PR #4485, opened 2024-01-01
Update osmaccessrestriction.h

### LINKED ISSUE #3956: wrong value or comment
At [pbfgraphparser.cc](https://github.com/valhalla/valhalla/blob/master/src/mjolnir/pbfgraphparser.cc#L705) max value for AccessType - **31** (comment in [graphconstants.h](https://github.com/valhalla/valhalla/blob/master/valhalla/baldr/graphconstants.h#L580)), but max value for OSMAccessRestriction::set_type(AccessType type) in [osmaccessrestriction.h](https://github.com/valhalla/valhalla/blob/master/valhalla/mjolnir/osmaccessrestriction.h#L62) - only 4 bits,  max value = **15**

Beeram12:
changed from 4 bits to 6 bits

fixes #3956 

I am here changing size from 4 bits to 6 bits

### DIFF
--- a/valhalla/mjolnir/osmaccessrestriction.h
+++ b/valhalla/mjolnir/osmaccessrestriction.h
@@ -59,7 +59,7 @@ protected:
   uint64_t value_;
 
   struct Attributes {
-    uint16_t type_ : 4;
+    uint16_t type_ : 6;
     uint16_t modes_ : 12;
   };
   Attributes attributes_;
--- a/valhalla/mjolnir/osmaccessrestriction.h
+++ b/valhalla/mjolnir/osmaccessrestriction.h
@@ -59,7 +59,7 @@ protected:
   uint64_t value_;
 
   struct Attributes {
-    uint16_t type_ : 6;
+    uint16_t type_ : 6; // interpreted as AccessType but stored in AccessRestriction::type_
     uint16_t modes_ : 12;
   };
   Attributes attributes_;


Beeram12:
@kevinkreiser  since I am a beginner May I know how to resolve that 1 check to remove all errors

kevinkreiser:
@Beeram12 its not a required check so its not strictly needed. if you were to make a non-trivial change then we'd want you to add a description of the change to the changelog file. in this case no changelog is needed.

valhalla/mjolnir/osmaccessrestriction.h
```diff
@@ -59,7 +59,7 @@ class OSMAccessRestriction {
   uint64_t value_;
 
   struct Attributes {
-    uint16_t type_ : 4;
+    uint16_t type_ : 6;
```
kevinkreiser, line 62: lets put a comment here that this explains whats going on:

```suggestion
    uint16_t type_ : 6;  // interpreted as AccessType but stored in AccessRestriction::type_
```

valhalla/mjolnir/osmaccessrestriction.h
```diff
@@ -59,7 +59,7 @@ class OSMAccessRestriction {
   uint64_t value_;
 
   struct Attributes {
-    uint16_t type_ : 4;
+    uint16_t type_ : 6; // interpreted as AccessType but stored in AccessRestriction::type_
     uint16_t modes_ : 12;
```
kevinkreiser, line 63: ok so i dont think we should merge this and this is why. please note that we are storing this data as 16 bit value. if you increase `type_` to cover 6 bits now we have 18 bits. the compiler will pad this struct to 32 bits but its not what the code says. a gotcha for people to stumble over in the future.

we have two options:

1. revert `type_` back to 4 bits because really we dont ever use the other 2 bits yet and then add a compile time check that max AccessType is < 2^4
2. upgrade attributes to 32bits: `struct Attributes { uint32_t type_ : 6; uint32_t modes_ : 12; uint32_t spare_ : 14; };`

i favor the first option because doubling the size of this struct is wasteful (though its relatively sparsely populated so not so bad)

Beeram12: Thanks for clarifying me

kevinkreiser: @dnesbitt61 also mentioned that we could just go into `AccessRestriction::type_` set the type to 4 bits and then have 2 bits spare in that field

━━━━━━

• [What you are asked to do] The answer must be a single number: the count of lines above that contain "here".

• [Reply to the task] 2